PR #874, opened 2020-09-03
chore: replace exit(1) with std::terminate

f-squirrel:
Rationale:
Exit code 1 usually means that the process has failed in a controlled way.
For example: `grep -r "non-existing string" .` returns 1 which
means that it failed to find the string but did not crash.
In Concord-BFT `exit(1)` is mostly used when an unexpected exception is caught and the library has to crash.
`std::terminate` crashes the process with `SIGABRT` and generates a core dump.
However, if a user of Concord-BFT would like to change the behavior they can set a custom terminate handler[1].

[1] - https://en.cppreference.com/w/cpp/error/set_terminate

### DIFF
--- a/README.md
+++ b/README.md
@@ -197,6 +197,10 @@ signed our contributor license agreement (CLA), our bot will update the issue wh
 questions about the CLA process, please refer to our [FAQ](https://cla.vmware.com/faq). For more detailed information,
 refer to [CONTRIBUTING.md](CONTRIBUTING.md).
 
+## Notes
+The library calls `std::terminate()` when it cannot continue in a safe manner.
+In that way, users can install a handler that does something different than just calling `std::abort()`.
+
 ## Community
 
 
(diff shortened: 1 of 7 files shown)


dartdart26 (approved):
Thanks @f-squirrel , I think that makes sense!

Maybe we can document somewhere (maybe in the README?) that the library calls `std::terminate()` when it cannot continue in a safe manner. In that way, users can install a handler that does something different than just calling `std::abort()`.

Lastly, I have a single question. Is the intention also to abort as quickly as possible and **not** call static variable destructors, automatic variable destructors and so on - as done by `std::abort()`?

f-squirrel:
@dartdart26 , thank you for the review, I've updated the README.
Since we call `std::terminate` when the state of the library is undefined I am not sure that calling destructors makes sense.
It may lead to another exception(in the destructors).
Anyways, a user may set a handler that does something more meaningful.
WDYT?

dartdart26:
> @dartdart26 , thank you for the review, I've updated the README.
> Since we call `std::terminate` when the state of the library is undefined I am not sure that calling destructors makes sense.
> It may lead to another exception(in the destructors).
> Anyways, a user may set a handler that does something more meaningful.
> WDYT?

Thanks for the update @f-squirrel .

It makes sense about destructors and the handler, I am thinking the same.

• Required action: Only the number is wanted: how many lines in the listing hold "calls"?

• Result for this task: 2